Can You Use QuickBooks for Managing Rental Properties?
QuickBooks can be used as a property management software for managing rental property accounting transactions. The software lets you set up properties as customers, tenants as sub-customers, and classes to track various transaction types.
The software is used by a variety of industries, meaning it’s possible to use a product such as QuickBooks Online for your property management needs. Specifically, it is best used by a property manager handling small to midsize properties.
Category | Strengths | Limitations |
---|---|---|
Property Setup | Allows properties to be set up as customers, with tenants as sub-customers. | No property management customization; requires manual adjustments. |
Accounting | Strong financial management capabilities. | Lacks trust accounting and proper account separation for rental disbursements and management fees. |
Transaction Tracking | Can track rent income, expenses, and owner payments. | No built-in tenant payment portals or autopay options. |
Scalability | Suitable for small to midsize property management companies. | Managing multiple properties or large complexes is overly complex. |
Ease of Use | Familiar and widely used, with extensive support resources. | Steep learning curve for setting up and managing multiple property files effectively. |
Tenant Management | Can set up tenants and track rent payments. | No tenant portal for managing leases, submitting maintenance requests, or viewing payment history. |
Reporting | Offers detailed financial reports for property management. | Requires manual configuration to generate property-specific or owner-specific reports. |
You can use manual methods like spreadsheets or basic accounting platforms to track rent payments, expenses, payments, and profits.
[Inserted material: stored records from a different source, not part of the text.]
PR #303, opened 2026-03-17
BAH-4457 | Fix ResizeObserver loop error in Carbon ComboBox

keerthi-456:
Description:
  ## Root Cause

  The "ResizeObserver loop completed with undelivered notifications" error
  was caused by Carbon's `autoAlign` prop enabling `@floating-ui/react`'s
  `autoUpdate`, which installs a ResizeObserver on the input and dropdown
  elements. When the ComboBox's clearSelectedOnChange feature triggered
  rapid state transitions (item → null via queueMicrotask), it caused
  multiple synchronous DOM layout changes that exceeded the browser's
  ResizeObserver notification delivery budget.

  ## Fix

  ### 1. ResizeObserver patch — `distro/src/index.html`
  Patched `window.ResizeObserver` to run all callbacks asynchronously via
  `requestAnimationFrame`. This breaks the synchronous loop at the browser
  level — callbacks are deferred to the next animation frame so they can
  never trigger each other synchronously. This is a true fix, not
  suppression: the loop structurally cannot happen.

  ### 2. ComboBox cleanup — `packages/bahmni-design-system/src/atoms/comboBox/index.tsx`
  - Restored the `queueMicrotask` approach (from main) to properly signal
    Downshift to clear its inputValue after selection (item → null sequence)
  - Changed `|| null` to `?? null` to avoid incorrect falsy value coercion
  - Added `handleChange` wrapper to correctly intercept `onChange` without
    introducing side effects on form state

  ### 3. Removed suppression utility — `packages/bahmni-design-system/`
  - Deleted `src/utils/suppressResizeObserverErrors.ts`
  - Removed its export from `src/index.ts`
  - Removed all calls from `setupTests.ts`

  ### 4. Removed suppression from App files
  - Removed `suppressResizeObserverErrors` import and call from
    `apps/clinical/src/App.tsx`
  - Removed from `apps/appointments/src/App.tsx`
  - Removed from `apps/registration/src/App.tsx`
  - Removed from all three `setupTests.ts` files

  ### 5. Deleted incorrect App test files
  - Deleted `apps/clinical/src/__tests__/App.test.tsx`
  - Deleted `apps/appointments/src/__tests__/App.test.tsx`
  - Deleted `apps/registration/src/__tests__/App.test.tsx`
    (These only tested that suppression was called — wrong behavior)

  ### 6. Restored clinical test files
  - Restored all 6 clinical form test files and snapshots to their original
    form (stored variable pattern). The re-querying was needed only because
    of key remounting, which is no longer used.

  ### 7. ComboBox tests updated
  - Removed fake timer setup (no timers in implementation)
  - Removed ResizeObserver suppression tests (not ComboBox's responsibility)
  - Updated user-interaction test to simulate real parent behavior
    (parent updates selectedItem in onChange, matching all real form usage)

QuickBooks is a massively popular accounting product with both desktop and online versions—the latter having more than 6 million subscribers alone.
While QuickBooks is a great accounting software for general purposes, it does lack some features. For property management businesses with multiple properties or complexes, a more advanced system with trust accounting is recommended, as QuickBooks lacks the necessary account separation for managing rent disbursements and management fees.
How Do Landlords Use QuickBooks?
Desktop versions of Quickbooks allow you to set up company and customer files as various properties. This allows you to handle tasks such as collecting rent from tenants and paying property owners and management companies, in addition to any fees involved in property maintenance.
It’s important to note that there is no specific version of QuickBooks tailored to the real estate or property management industry. Because of this, you’ll need to be fluid with the program and perhaps make a few tweaks and adjustments to make it work the way a property owner would like.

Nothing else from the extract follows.